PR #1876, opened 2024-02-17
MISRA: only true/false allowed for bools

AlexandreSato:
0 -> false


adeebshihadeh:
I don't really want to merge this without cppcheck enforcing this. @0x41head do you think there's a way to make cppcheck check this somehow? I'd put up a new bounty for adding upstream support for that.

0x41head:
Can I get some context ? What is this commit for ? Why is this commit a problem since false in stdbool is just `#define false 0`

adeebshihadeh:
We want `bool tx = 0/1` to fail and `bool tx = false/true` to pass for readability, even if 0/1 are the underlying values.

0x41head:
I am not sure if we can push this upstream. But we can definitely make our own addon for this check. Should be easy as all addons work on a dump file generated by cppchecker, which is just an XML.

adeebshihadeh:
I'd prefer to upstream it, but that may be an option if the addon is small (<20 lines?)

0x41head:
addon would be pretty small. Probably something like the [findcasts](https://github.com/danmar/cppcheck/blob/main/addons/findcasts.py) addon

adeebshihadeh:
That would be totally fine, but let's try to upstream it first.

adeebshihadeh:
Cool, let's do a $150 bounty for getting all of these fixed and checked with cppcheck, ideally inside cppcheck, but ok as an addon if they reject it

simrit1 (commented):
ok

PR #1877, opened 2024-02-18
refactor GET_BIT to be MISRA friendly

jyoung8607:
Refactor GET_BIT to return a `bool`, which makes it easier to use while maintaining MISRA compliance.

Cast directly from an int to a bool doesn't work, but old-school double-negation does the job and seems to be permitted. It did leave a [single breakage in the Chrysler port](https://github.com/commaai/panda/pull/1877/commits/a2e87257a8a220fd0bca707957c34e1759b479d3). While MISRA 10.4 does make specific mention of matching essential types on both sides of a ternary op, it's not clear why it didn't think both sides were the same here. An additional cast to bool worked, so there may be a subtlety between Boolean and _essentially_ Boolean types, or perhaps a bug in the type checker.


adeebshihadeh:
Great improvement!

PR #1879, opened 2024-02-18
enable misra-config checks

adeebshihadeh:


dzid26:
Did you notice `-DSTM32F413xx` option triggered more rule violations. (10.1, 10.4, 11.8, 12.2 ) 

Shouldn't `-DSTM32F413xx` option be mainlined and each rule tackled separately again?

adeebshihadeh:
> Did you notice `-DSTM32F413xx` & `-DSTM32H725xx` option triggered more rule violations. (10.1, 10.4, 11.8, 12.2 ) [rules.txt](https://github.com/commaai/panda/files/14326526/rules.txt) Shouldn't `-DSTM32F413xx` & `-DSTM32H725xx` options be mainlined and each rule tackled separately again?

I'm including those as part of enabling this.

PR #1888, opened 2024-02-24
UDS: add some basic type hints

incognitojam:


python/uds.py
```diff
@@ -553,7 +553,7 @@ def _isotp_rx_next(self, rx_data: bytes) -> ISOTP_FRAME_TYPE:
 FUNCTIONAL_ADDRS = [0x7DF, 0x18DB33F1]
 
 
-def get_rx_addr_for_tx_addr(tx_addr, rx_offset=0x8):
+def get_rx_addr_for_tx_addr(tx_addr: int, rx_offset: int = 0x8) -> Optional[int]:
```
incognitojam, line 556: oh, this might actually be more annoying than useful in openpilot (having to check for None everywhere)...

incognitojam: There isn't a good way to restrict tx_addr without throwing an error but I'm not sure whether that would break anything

[Exercise brief] Please give back all of the data exactly as it appears.

[Result of the task]
PR #1876, opened 2024-02-17
MISRA: only true/false allowed for bools

AlexandreSato:
0 -> false


adeebshihadeh:
I don't really want to merge this without cppcheck enforcing this. @0x41head do you think there's a way to make cppcheck check this somehow? I'd put up a new bounty for adding upstream support for that.

0x41head:
Can I get some context ? What is this commit for ? Why is this commit a problem since false in stdbool is just `#define false 0`

adeebshihadeh:
We want `bool tx = 0/1` to fail and `bool tx = false/true` to pass for readability, even if 0/1 are the underlying values.

0x41head:
I am not sure if we can push this upstream. But we can definitely make our own addon for this check. Should be easy as all addons work on a dump file generated by cppchecker, which is just an XML.

adeebshihadeh:
I'd prefer to upstream it, but that may be an option if the addon is small (<20 lines?)

0x41head:
addon would be pretty small. Probably something like the [findcasts](https://github.com/danmar/cppcheck/blob/main/addons/findcasts.py) addon

adeebshihadeh:
That would be totally fine, but let's try to upstream it first.

adeebshihadeh:
Cool, let's do a $150 bounty for getting all of these fixed and checked with cppcheck, ideally inside cppcheck, but ok as an addon if they reject it

simrit1 (commented):
ok

PR #1877, opened 2024-02-18
refactor GET_BIT to be MISRA friendly

jyoung8607:
Refactor GET_BIT to return a `bool`, which makes it easier to use while maintaining MISRA compliance.

Cast directly from an int to a bool doesn't work, but old-school double-negation does the job and seems to be permitted. It did leave a [single breakage in the Chrysler port](https://github.com/commaai/panda/pull/1877/commits/a2e87257a8a220fd0bca707957c34e1759b479d3). While MISRA 10.4 does make specific mention of matching essential types on both sides of a ternary op, it's not clear why it didn't think both sides were the same here. An additional cast to bool worked, so there may be a subtlety between Boolean and _essentially_ Boolean types, or perhaps a bug in the type checker.


adeebshihadeh:
Great improvement!

PR #1879, opened 2024-02-18
enable misra-config checks

adeebshihadeh:


dzid26:
Did you notice `-DSTM32F413xx` option triggered more rule violations. (10.1, 10.4, 11.8, 12.2 ) 

Shouldn't `-DSTM32F413xx` option be mainlined and each rule tackled separately again?

adeebshihadeh:
> Did you notice `-DSTM32F413xx` & `-DSTM32H725xx` option triggered more rule violations. (10.1, 10.4, 11.8, 12.2 ) [rules.txt](https://github.com/commaai/panda/files/14326526/rules.txt) Shouldn't `-DSTM32F413xx` & `-DSTM32H725xx` options be mainlined and each rule tackled separately again?

I'm including those as part of enabling this.

PR #1888, opened 2024-02-24
UDS: add some basic type hints

incognitojam:


python/uds.py
```diff
@@ -553,7 +553,7 @@ def _isotp_rx_next(self, rx_data: bytes) -> ISOTP_FRAME_TYPE:
 FUNCTIONAL_ADDRS = [0x7DF, 0x18DB33F1]
 
 
-def get_rx_addr_for_tx_addr(tx_addr, rx_offset=0x8):
+def get_rx_addr_for_tx_addr(tx_addr: int, rx_offset: int = 0x8) -> Optional[int]:
```
incognitojam, line 556: oh, this might actually be more annoying than useful in openpilot (having to check for None everywhere)...

incognitojam: There isn't a good way to restrict tx_addr without throwing an error but I'm not sure whether that would break anything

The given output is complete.